I have tryed duct tape, and a nail scrubber,The nail scrubber seems to work the best so far, but alot of work. Thanks!


----------



## Belfrybat (Feb 21, 2003)

Lovely quilt. I have no idea on how to remove the pills except to pull them off by hand or use tape, which I see you've already done without success. Frustrating, isn't it?


----------



## 7thswan (Nov 18, 2008)

Thank You. I am going to try to get a "shaver" today. I wanted to send it out today, I hope the post office is open until 5. Thanks!!!!


----------



## DW (May 10, 2002)

I used some cheap flannel and it pilled. I used a stiff hair brush and it did a pretty good job.


----------



## puddlejumper007 (Jan 12, 2008)

beautiful quilt.....i love polkadots.....


----------



## 7thswan (Nov 18, 2008)

puddlejumper007 said:


> beautiful quilt.....i love polkadots.....


It has tiny dots,med.dots,stars,plaid and a stripe. She is 7 ,I did not want to make anything to cheezy, so she could keep it a long time if she wants.


----------



## scooter (Mar 31, 2008)

I know I'm probably late with ideas, but, I googled removing pilling from flannel.

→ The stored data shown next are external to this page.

PR #138, opened 2024-07-24
Use ReadonlyUint8Array for identifying accounts/instructions by data

mcintyre94:
The `identifyXInstruction` and `identifyXAccount` already accept a `Uint8Array` that can be used to identify an instruction given just the data byte array. But if this comes from a web3js encoder (eg encoding base64 data from somewhere else), then the datatype will be `ReadonlyUint8Array` instead. 

This PR updates these identify functions to allow an input of `ReadonlyUint8Array` instead. This doesn't require any further changes, as everything being done with data is already compatible with `ReadonlyUint8Array`. It's also backward compatible, you can still pass a `Uint8Array` in. 

This means that output from our encoders can now be passed directly to these generated instructions.

### DIFF
--- a/.changeset/shaggy-shrimps-call.md
+++ b/.changeset/shaggy-shrimps-call.md
@@ -1,0 +1,5 @@
+---
+'@kinobi-so/renderers-js': patch
+---
+
+Use ReadonlyUint8Array for identifying accounts/instructions by data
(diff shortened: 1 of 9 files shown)


lorisleiva (approved):
Perfect, thanks for this! 🍺

PR #144, opened 2024-07-31
Add support for ShortU16 and ShortVec on Rust renderer

lorisleiva:


packages/renderers-rust/src/getTypeManifestVisitor.ts
```diff
@@ -92,6 +92,13 @@ export function getTypeManifestVisitor(options: { nestedStruct?: boolean; parent
                                     type: `${prefixFormat}PrefixVec<${childManifest.type}>`,
                                 };
                             }
+                            case 'shortU16': {
+                                childManifest.imports.add('solana_program::short_vec::ShortVec');
```
buffalojoec, line 96: I think this is good for now, but flagging that it's going to be deprecated in 2.1.0 in favor of the new crate `solana-short-vec`.

buffalojoec (approved):

packages/renderers-rust/src/getTypeManifestVisitor.ts
lorisleiva: FML 😅

PR #161, opened 2024-08-07
Render sol amount as lamports

mcintyre94:
Note:  #160 is a prerequisite (Graphite 💔)

This PR updates how `SolAmountTypeNode` is rendered in the new web3js renderer. Previously it just rendered its nested number type. It now renders with a `Lamports` type from web3js. The encoder + decoder use `getLamportsEncoder` and `getLamportsDecoder`, passing the nested number encoder/decoder as an argument.

This means that you can represent Lamports in the Kinobi IDL using any numeric type, and you'll get properly typed Lamports back. This can improve eg parsing of instructions like `createAccount` where some arguments represent Lamport values.

### DIFF
--- a/.changeset/cyan-badgers-stare.md
+++ b/.changeset/cyan-badgers-stare.md
@@ -1,0 +1,5 @@
+---
+'@kinobi-so/renderers-js': patch
+---
+
+Use lamports type/encoder/decoder for SolAmountTypeNode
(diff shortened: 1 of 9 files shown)


lorisleiva:
Nice thanks for this! Would you mind adding a changeset and a test for this?

For the changeset, you can just run `changeset` locally and for the test you can [get inspired by this test](https://github.com/kinobi-so/kinobi/blob/main/packages/renderers-js/test/types/sizePrefix.test.ts) and name it something like `solAmount.test.ts`.

lorisleiva (approved):
Perfect, thank you!

PR #168, opened 2024-08-15
Export discriminator constants for instructions and accounts

lorisleiva:
This PR is an alternative solution to https://github.com/kinobi-so/kinobi/pull/163 that answers the brief: "We need discriminator constants exported for instructions and/or accounts in order to use them in memcmp filters".

It exports a `MY_INSTRUCTION_MY_DISCRIMINATOR` or `MY_ACCOUNT_MY_DISCRIMINATOR` constant containing the non-encoded value for that discriminator. It also exports a `getMyInstructionMyDiscriminatorBytes()` or `getMyAccountMyDiscriminatorBytes()` function that returns the encoded value for that discriminator (using the appropriate codecs).

Additionally, when rendering struct default values, it will identify if a default value is associated with a discriminator constant and use it when applicable instead of repeating the value.

### DIFF
--- a/.changeset/itchy-mirrors-enjoy.md
+++ b/.changeset/itchy-mirrors-enjoy.md
@@ -1,0 +1,5 @@
+---
+'@kinobi-so/renderers-js': patch
+---
+
+Export discriminator constants for instructions and accounts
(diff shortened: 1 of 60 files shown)


wjthieme:
Love it! This is by far a better solution than #163

PR #175, opened 2024-08-18
[0.22] Remove `importFrom` attribute from link nodes and resolvers

### LINKED ISSUE #92: Remove `hooked` and `importFrom` ability from link nodes
This is a proposal that needs further discussion before implementing.

---

Currently, the `importFrom` attribute of link nodes such as `DefinedTypeLinkNode` enable users to opt-out of defining the type using `TypeNodes` and instead grab them from a `hooked` folder or a named module (such as a package for JS or a crate for Rust using a dependency map).

Whilst this enables renderers to inject "custom types" into the generated code, it is a hole in the information tree and something that will affect explorer or anyone else requiring that information.

This issue propose that we no longer allow link nodes to "link outside of the tree" to avoid information loss.

As for enabling custom type injection for renderers, this could be achieved using special renderer options that lets the visitor know which defined type should be replaced by a custom one. This may even be a better outcome as it'll allow each renderer to decide if they want to inject custom code or not.

lorisleiva:
This PR removes the `importFrom` attribute from all nodes — i.e. all `LinkNodes` and the `ResolverValueNode` — which allowed nodes to be linked from custom directories/libraries without being present in the Kinobi IDL. This is because this feature is very renderer-centric and creates a gap in the information tree provided by Kinobi. See https://github.com/kinobi-so/kinobi/issues/92 for more information.

This PR keeps the ability for renderers to override certain links with custom directories/libraries but, instead, it does this by providing a new option to each renderer. This option allows us to create link override and tell the renderer to fetch that link from a different place.

This option has the following type:

```typescript
export type LinkOverrides = {
    accounts?: Record<string, string>;
    definedTypes?: Record<string, string>;
    pdas?: Record<string, string>;
    programs?: Record<string, string>;
    resolvers?: Record<string, string>;
};
```

For instance, say we have the following two defined types such that one links to the other:

```typescript
const node = programNode({
    definedTypes: [
        definedTypeNode({
            name: 'symbol',
            type: fixedSizeTypeNode(stringTypeNode('utf8'), 5),
        }),
        definedTypeNode({
            name: 'metadata',
            type: structTypeNode([
                structFieldTypeNode({ name: 'identifier', type: definedTypeLinkNode('symbol') }),
            ]),
        }),
    ],
    name: 'myProgram',
    publicKey: '1111',
});
```

When rendering a JavaScript client, it will default to importing the linked type from the generated `symbol.ts` file. However, you may provide the following option to your renderer to make it a `hooked` type and therefore customise its implementation for JavaScript only.

```typescript
kinobi.accept(
  renderJavaScriptVisitor("clients/js/src/generated", {
    linkOverrides: {
      definedTypes: { symbol: 'hooked' }
    },
  })
);
```

This `linkOverrides` option is available on all the renderers. You can either pass the same option to all of them, or customise which renderer should have link overrides.

Notice how this gives us the power to customise how to import links without impacting the information tree which may be used for other purposes — e.g. explorers trying to parse data.

Closes #92


buffalojoec (approved):
Looks great!!

We discussed a lot of this offline, but I had one more thought jump out while reviewing. Is there enough overlap between `dependencyMap` and `linkOverrides` where they could be merged into the same renderer configuration? Or are they too distinctly different?

Either way I'm good with the changes.

lorisleiva:
Thanks!

Yes it's not super clear (I'm hoping better documentation can help here in the near future) but `dependencyMap` is a more generic option that enables us to transform any "**abstract** import path" into a "**concrete** import path" such as a relative path, a JS library or a Rust crate (for the Rust renderer).

For instance, the JS renderer uses abstract import paths such as `solanaCodecsCore` to target the `@solana/codecs-core` library. But then it is up to the user if they want to map this to `@solana/codecs-core`, `@solana/web3.js` or any fork they might have.

Another example is the `hooked` abstract path which will, by default, resolve to `../../hooked` in JS but could be configured to point to a different directory.

On the other hand, the `linkOverrides` option simply tells the renderer not to import a certain link node from the generated path but from the provided **abstract** import path instead. That abstract import path will then be resolved using the `dependencyMap` like any other abstract path.

Is this clearer or did I make that more confusing? 😅

buffalojoec:
> Is this clearer or did I make that more confusing? 😅

Yep, that's a bit more clear, thanks! Ship it!

PR #204, opened 2024-09-07
[0.21] Fix: kinobi error does not use optional account instruction name but InstructionNode

aspnxdd:
I noticed that the error `KINOBI_ERROR__VISITORS__CANNOT_USE_OPTIONAL_ACCOUNT_AS_PDA_SEED_VALUE,` was printing `[object Object]` on the instruction name.

With this PR we log the instruction name instead of `[object Object]` since it was using the `InstructionNode` object.

Prev error: 
```
KinobiError: Cannot use optional account [adminWallet] as the [adminWallet] PDA seed for the [adminLpTokenAccount] account of the [[object Object]] instruction.
```

Current error:
```
KinobiError: Cannot use optional account [adminWallet] as the [adminWallet] PDA seed for the [adminLpTokenAccount] account of the [createBook] instruction.
```

### DIFF
--- a/.changeset/chilly-numbers-teach.md
+++ b/.changeset/chilly-numbers-teach.md
@@ -1,0 +1,5 @@
+---
+'@kinobi-so/errors': patch
+---
+
+Fix `KINOBI_ERROR__VISITORS__CANNOT_USE_OPTIONAL_ACCOUNT_AS_PDA_SEED_VALUE` instructionName string to actually print the instructionName.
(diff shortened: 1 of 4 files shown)


lorisleiva:
Hey, thanks for fixing the error message. However, could you please keep the `instruction` variable in the error context? This enables people to access the instruction node if they catch the error.

lorisleiva (approved):
Thanks!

*Removing Pills From Fabric | ThriftyFun*

www.thriftyfun.com/tf53465109.tip.html

Maybe this will help you next time as I see you've been making a lot of quilts with flannel.


----------



## hmsteader71 (Mar 16, 2006)

I use a lint roller.


----------



## 7thswan (Nov 18, 2008)

I ended up useing a nail brush. But kept a throwaway razor right near,but did not try it. Thanks for all the help. I'm kinda worried how bad the black and white one is going to be. I'll tackle that after Christmas.


----------



## Becka (Mar 15, 2008)

Beautiful quilt. I've used cheap clear packing tape to get the pills off mine. I just put a strip of tape on the quilt and lifted off the pills until the tape was full, then tossed the used tape and started with a fresh strip.


----------